Tous ce que vous avez toujours voulu savoir sur…le sperme et la morbidité

La qualité du sperme peut être appréciée de manière qualitative et quantitative. Ce fluide biologique, pour être d’un genre particulier, n’en possède pas moins quelques points communs avec les autres fluides de l’organisme. Sa composition est notamment un reflet de la spermatogenèse qui est elle-même liée à une multitude de paramètres et de régulations physiologiques. La teneur en spermatozoïdes dépend de facteurs tout aussi multiples, mais ce paramètre aisément mesurable est indéniablement corrélé à l’état biologique de l’individu, voire à son état de santé. D’ailleurs, il s’agirait, selon certaines sources et hypothèses, d’un marqueur biologique de la morbidité, voire de la mortalité à long terme, encore que rares soient les études consacrées à ce sujet qui suscite un intérêt épidémiologique des plus modérés.

Une étude prospective réalisée au sein du centre hospitalier de Frederiksberg (Danemark) s’est néanmoins penchée sur la question. Elle a reposé sur un registre, en l’occurrence le Danish National Patient Registry qui a permis de suivre une cohorte de 5 370 hommes inclus entre 1977 et 2010, alors qu’ils avaient consulté pour bilan d’une stérilité. Le suivi a porté sur 4 712 d’entre eux, jusqu’à leur décès ou encore la fin de l’étude. Une classification a été établie en fonction des hospitalisations et de leurs motifs, ainsi que des pathologies suivantes : maladie cardiovasculaire (MCV), diabète, cancer du testicule ou de la prostate.

Moins d’hospitalisations à venir avec un spermogramme de qualité !

Une association a été établie entre une concentration de spermatozoïdes < 15 millions/ml et le risque d’hospitalisations, soit un hazard ratio (HR) estimé à 1,5 (intervalle de confiance à 95 %, IC, 1,4-1,6), comparativement aux valeurs > 40 millions/ml. Une relation similaire a été mise en évidence pour le risque d’hospitalisation pour MCV ou diabète, avec un RR là aussi estimé à 1,4 (IC, 1,2-1,6). La probabilité d’une hospitalisation s’est également avérée plus élevée en cas de faible mobilité des spermatozoïdes ou encore d’un nombre total réduit dans l’éjaculat. Les concentrations particulièrement élevées de spermatozoïdes, de l’ordre de 195 à 200 millions/ml, sont également de bon aloi, puisqu’elles ont été associées à une première hospitalisation bien plus tardive, soit 7 ans plus tard en moyenne versus les faibles teneurs en spermatozoïdes (< 0,5 millions/ml).

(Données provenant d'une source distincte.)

PR #1018, opened 2016-11-19
🙌 unicode/emoji fix 

dotcypress:
Emoji fix.

Related PR: https://github.com/zeit/hyper/pull/740

Before:
screen shot 2016-11-19 at 2 47 39 am

After:
screen shot 2016-11-19 at 2 48 27 am

### DIFF
--- a/lib/hterm.js
+++ b/lib/hterm.js
@@ -51,6 +51,84 @@ hterm.Terminal.prototype.onMouse_ = function (e) {
 function containsNonLatinCodepoints(s) {
   return /[^\u0000-\u00ff]/.test(s);
 }
+
+// hterm Unicode patch
+hterm.TextAttributes.splitWidecharString = function (str) {
+  const context = runes(str).reduce((ctx, rune) => {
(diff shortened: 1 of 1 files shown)


matheuss:
Amazing, @dotcypress 😌 

We still need to fix the insertion, removal, and the behavior of more complex emojis:

kapture 2016-11-19 at 10 15 43

cc @rauchg @rginda

rauchg:
@dotcypress this is amazing stuff

matheuss:
So, @dotcypress: I think the last thing we should do before merging is finding a way to add `line-height: 1em` to `<x-row>` if there's any emoji on the screen.
This is not the best solution in the world, but I think it's enough until we manage to fix `line-height` on `hterm` 👌

matheuss:
Ping @dotcypress @rauchg: should we merge as it is?

rauchg:
Yes. I'd love to fix the other issue (maybe @dotcypress has good ideas), but for now this is an improvement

En d’autres termes, un spermogramme de qualité serait un gage sinon de bonne santé à long terme, du moins de morbidité moindre, avec à la clé moins d’hospitalisations notamment pour MCV ou diabète. La qualité du sperme semble donc être un puissant biomarqueur de l’état de santé général, mais elle ne semble pas annoncer une longévité hors normes, la moindre morbidité étant déjà une bonne nouvelle. Cette étude épidémiologique va au demeurant dans le sens des hypothèses qui ont été formulées de longue date sur ce sujet, exception faite de la mortalité.

Dr Philippe Tellier

Référence
Latif T et coll. : Semen Quality as a Predictor of Subsequent Morbidity: A Danish Cohort Study of 4,712 Men With Long-Term Follow-up. Am J Epidemiol., 2017 ; 186: 910-917.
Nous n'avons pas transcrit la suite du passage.